Other Ukrainian leaders have proved adept at using social media to amplify their messages and chip away at Russian morale. Ukraine’s ambassador to the United Nations, Sergiy Kyslytsya, used a Monday speech at the United Nations to read text messages purportedly found on a Russian soldier’s phone after he was killed in the fighting.

“Mama, I’m in Ukraine. There is a real war raging here. I’m afraid. We are bombing all of the cities … even targeting civilians,” said Mr. Kyslytsya, quoting the Russian soldier’s text messages to his mother.

In Moscow, Mr. Putin is at the other end of the spectrum. The increasingly isolated leader has been the target of widespread condemnation by other world leaders, across social media and even in Russia. Even China, which blamed the U.S. and the West for provoking the conflict, has little positive to say about Mr. Putin‘s decision last week to start a war.
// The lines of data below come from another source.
PR #7808, opened 2021-07-18
build(hotfix): temporarily disable spotbug for certain modules

mjsax:
Spotbug was bumped upstream from 4.2.0 to 4.3.0 recently, breaking ksqlDB build.
This PR disabled spotbug temporarily to let the build pass again.
We will re-enable spotbug on a per-module basis with follow up PRs.

PR #7809, opened 2021-07-18
build: update `api-client` module for spotbug 4.3.0 and re-enable plugin

mjsax:
Follow up to #7808

### DIFF
--- a/ksqldb-api-client/pom.xml
+++ b/ksqldb-api-client/pom.xml
@@ -95,6 +95,16 @@
             <version>${reactive-streams.version}</version>
         </dependency>
 
+        <dependency>
+            <groupId>com.google.guava</groupId>
+            <artifactId>guava</artifactId>
+        </dependency>
+
+        <dependency>
+            <groupId>com.github.spotbugs</groupId>
+            <artifactId>spotbugs-annotations</artifactId>
+        </dependency>
+
         <!-- Required for running tests -->
 
         <dependency>
@@ -192,13 +202,6 @@
                     <nodeprecated>true</nodeprecated>
                     <nohelp>true</nohelp>
                     <notree>true</notree>
-                </configuration>
-            </plugin>
-            <plugin>
-                <groupId>com.github.spotbugs</groupId>
-                <artifactId>spotbugs-maven-plugin</artifactId>
-                <configuration>
-                    <skip>true</skip>
                 </configuration>
             </plugin>
         </plugins>
--- a/ksqldb-api-client/src/main/java/io/confluent/ksql/api/client/BatchedQueryResult.java
+++ b/ksqldb-api-client/src/main/java/io/confluent/ksql/api/client/BatchedQueryResult.java
@@ -15,6 +15,7 @@
 
 package io.confluent.ksql.api.client;
 
+import edu.umd.cs.findbugs.annotations.SuppressFBWarnings;
 import java.util.List;
 import java.util.concurrent.CompletableFuture;
 
@@ -39,6 +40,7 @@ public abstract class BatchedQueryResult extends CompletableFuture<List<Row>> {
    *
    * @return a future containing the query ID (or null in the case of pull queries)
    */
+  @SuppressFBWarnings(value = "EI_EXPOSE_REP")
   public abstract CompletableFuture<String> queryID();
 
 }
--- a/ksqldb-api-client/src/main/java/io/confluent/ksql/api/client/impl/BatchedQueryResultImpl.java
+++ b/ksqldb-api-client/src/main/java/io/confluent/ksql/api/client/impl/BatchedQueryResultImpl.java
@@ -15,6 +15,7 @@
 
 package io.confluent.ksql.api.client.impl;
 
+import edu.umd.cs.findbugs.annotations.SuppressFBWarnings;
 import io.confluent.ksql.api.client.BatchedQueryResult;
 import java.util.concurrent.CompletableFuture;
 
@@ -32,6 +33,7 @@ public class BatchedQueryResultImpl extends BatchedQueryResult {
   }
 
   @Override
+  @SuppressFBWarnings(value = "EI_EXPOSE_REP")
   public CompletableFuture<String> queryID() {
     return queryId;
   }
--- a/ksqldb-api-client/src/main/java/io/confluent/ksql/api/client/impl/ConnectorDescriptionImpl.java
+++ b/ksqldb-api-client/src/main/java/io/confluent/ksql/api/client/impl/ConnectorDescriptionImpl.java
@@ -15,6 +15,8 @@
 
 package io.confluent.ksql.api.client.impl;
 
+import com.google.common.collect.ImmutableList;
+import edu.umd.cs.findbugs.annotations.SuppressFBWarnings;
 import io.confluent.ksql.api.client.ConnectorDescription;
 import io.confluent.ksql.api.client.ConnectorType;
 import java.util.List;
@@ -24,8 +26,8 @@ public class ConnectorDescriptionImpl implements ConnectorDescription {
 
   private final String name;
   private final String className;
-  private final List<String> sources;
-  private final List<String> topics;
+  private final ImmutableList<String> sources;
+  private final ImmutableList<String> topics;
   private final ConnectorType type;
   private final String state;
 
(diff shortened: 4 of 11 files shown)


ksqldb-api-client/pom.xml
```diff
@@ -95,6 +95,16 @@
             <version>${reactive-streams.version}</version>
         </dependency>
 
+        <dependency>
+            <groupId>com.google.guava</groupId>
+            <artifactId>guava</artifactId>
```
mjsax, line 100: Need to include `guava` as we are using `ImmutableList` etc now

ksqldb-api-client/pom.xml
```diff
@@ -95,6 +95,16 @@
...
+        </dependency>
+
+        <dependency>
+            <groupId>com.github.spotbugs</groupId>
+            <artifactId>spotbugs-annotations</artifactId>
```
mjsax, line 105: Need to include `spotbugs-annotations` for `@SuppressFBWarnings`

ksqldb-api-client/src/main/java/io/confluent/ksql/api/client/BatchedQueryResult.java
```diff
@@ -39,6 +40,7 @@
    *
    * @return a future containing the query ID (or null in the case of pull queries)
    */
+  @SuppressFBWarnings(value = "EI_EXPOSE_REP")
   public abstract CompletableFuture<String> queryID();
```
mjsax, line 44: Seems `CompletableFuture` is modifiable so we need to suppress I guess.

ksqldb-api-client/src/main/java/io/confluent/ksql/api/client/impl/BatchedQueryResultImpl.java
```diff
@@ -32,6 +33,7 @@
   }
 
   @Override
+  @SuppressFBWarnings(value = "EI_EXPOSE_REP")
   public CompletableFuture<String> queryID() {
```
mjsax, line 37: As above

ksqldb-api-client/src/main/java/io/confluent/ksql/api/client/impl/RowImpl.java
```diff
@@ -27,35 +30,37 @@
...
   @Override
+  @SuppressFBWarnings(value = "EI_EXPOSE_REP", justification = "columnTypes is ImmutableList")
   public List<ColumnType> columnTypes() {
     return columnTypes;
   }
 
   @Override
   public KsqlArray values() {
-    return values;
+    return values.copy();
```
mjsax, line 63: Make deep-copy instead of suppress spotbug warning.

ksqldb-api-client/src/main/java/io/confluent/ksql/api/client/impl/StreamInsertsSubscriber.java
```diff
@@ -35,6 +36,7 @@
   private int outstandingTokens;
   private boolean drainHandlerSet;
 
+  @SuppressFBWarnings(value = "EI_EXPOSE_REP2")
   public StreamInsertsSubscriber(final Context context, final HttpClientRequest httpRequest) {
```
mjsax, line 40: Getting mutable fields as input... Need to suppress.

ksqldb-cli/pom.xml
```diff
@@ -154,6 +154,13 @@
                     </execution>
                 </executions>
             </plugin>
+            <plugin>
```
mjsax, line 157: Those are the original changes from #7808 (included for not to make the build pass)

ksqldb-api-client/pom.xml
```diff
@@ -95,6 +95,16 @@
...
+        </dependency>
+
```
mjsax, line 107: The diff does not show that we "remove" the "skip config" for spotbugs, because it chancels out with the change from #7808 that are included in this PR. After #7808 is merged and this PR is rebased, the change should show up on Github diff.

ksqldb-api-client/src/main/java/io/confluent/ksql/api/client/impl/ConnectorDescriptionImpl.java
```diff
@@ -40,18 +42,20 @@ public ConnectorDescriptionImpl(
...
-    this.topics = Objects.requireNonNull(topics, "topics");
+    this.sources = ImmutableList.copyOf(Objects.requireNonNull(sources, "sources"));
+    this.topics = ImmutableList.copyOf(Objects.requireNonNull(topics, "topics"));
     this.type = Objects.requireNonNull(type, "type");
     this.state = Objects.requireNonNull(state, "state");
   }
 
   @Override
+  @SuppressFBWarnings(value = "EI_EXPOSE_REP", justification = "sources is ImmutableList")
   public List<String> sources() {
```
mjsax, line 53: Wondering if we should change the return type to `ImmutableList<String>` ?

Some classes specify the interfaces (`List`, `Map`, `Set`) while others use `ImmutableXxx`. Seems better to use `ImmutableXxx` IMHO but wanted to clarify first. If we don't use `ImmutableXxx` callers might need to make more (unnecessary) deep-copies?

If we want to stick with the interface, we should follow this pattern consistently though and should update the classes that specify `ImmutableXxx` as return type.

jzaralim: Not sure if I'm understanding this correctly, but right now none of the classes in the java-api-client module are using ImmutableXXX outside of tests. The interface is pretty consistent now, so if we just change all the constructors to make copies of `List/Set/Map` and getters to return copies, would that resolve the warning?

ksqldb-api-client/src/main/java/io/confluent/ksql/api/client/impl/ConnectorDescriptionImpl.java
```diff
@@ -40,18 +42,20 @@ public ConnectorDescriptionImpl(
...
     return sources;
   }
 
   @Override
+  @SuppressFBWarnings(value = "EI_EXPOSE_REP", justification = "topics is ImmutableList")
```
jzaralim, line 58: Can we return a deep copy instead of suppressing? 

`List.copyOf(topics)`

ksqldb-api-client/src/main/java/io/confluent/ksql/api/client/impl/ConnectorDescriptionImpl.java
mjsax: It a general question across the whole code base. I have seen both cases. It's nota about this module in particular.

Most of the time, we use the native Java interfaces `List` etc, but sometime we use `ImmutableList`.

ksqldb-api-client/src/main/java/io/confluent/ksql/api/client/impl/ConnectorDescriptionImpl.java
mjsax: We do return an `ImmutableList` do what do we gain by making a deep-copy? The issue with `ImmutableList` is, that spotbug does not detect it as immutable, and thus we need to add the suppress.

I agree that it's annoying that we need to annotation, and we could also return a deep-copy, but it seems unnecessary?

ksqldb-api-client/src/main/java/io/confluent/ksql/api/client/impl/ConnectorDescriptionImpl.java
mjsax: Cf https://github.com/confluentinc/ksql/pull/7817/files#r671942538

ksqldb-api-client/src/main/java/io/confluent/ksql/api/client/impl/ConnectorDescriptionImpl.java
jzaralim: Sounds good. If https://github.com/spotbugs/spotbugs/issues/1601 ever gets resolved, we should remove all the annotations so that we can differentiate the actual mutable methods from ones the ones that use Guava classes.

ksqldb-api-client/src/main/java/io/confluent/ksql/api/client/impl/ConnectorDescriptionImpl.java
jzaralim: I would vote on using ImmutableList across the rest of the code base, but this specific module is user facing, so I think we should keep this API as is.

jzaralim (approved):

Images of significant anti-war protests across Russia have spread across the internet. Pictures on Monday showed long lines at banks as Russians looked to withdraw their savings amid fears of a major economic collapse.

The Russian government has been remarkably ineffective at suppressing such images during the conflict.

Even some key Russian oligarchs have publicly broken with the Kremlin and called for an end to the war. Such dissenting messages are the opposite of the unified Russian front Mr. Putin hoped to project.

“My parents are Ukrainian citizens and live in Lviv, my favorite city. But I have also spent much of my life as a citizen of Russia, building and growing businesses,” Russian billionaire Mikhail Fridman wrote in a letter Monday that was first reported by The Financial Times. “I am deeply attached to Ukrainian and Russian peoples and see the current conflict as a tragedy for them both.”

With his army bogged down in Ukraine and facing growing accusations that he has committed war crimes, Mr. Putin could become more dangerous, specialists say. In fact, they say, the sharp anti-Russian turn in public opinion helped fuel Mr. Putin‘s dangerous decision over the weekend to put his country’s nuclear forces on high alert.

“That is the sign he cares. That is the sign that this is getting under his skin,” Mr. Townsend said.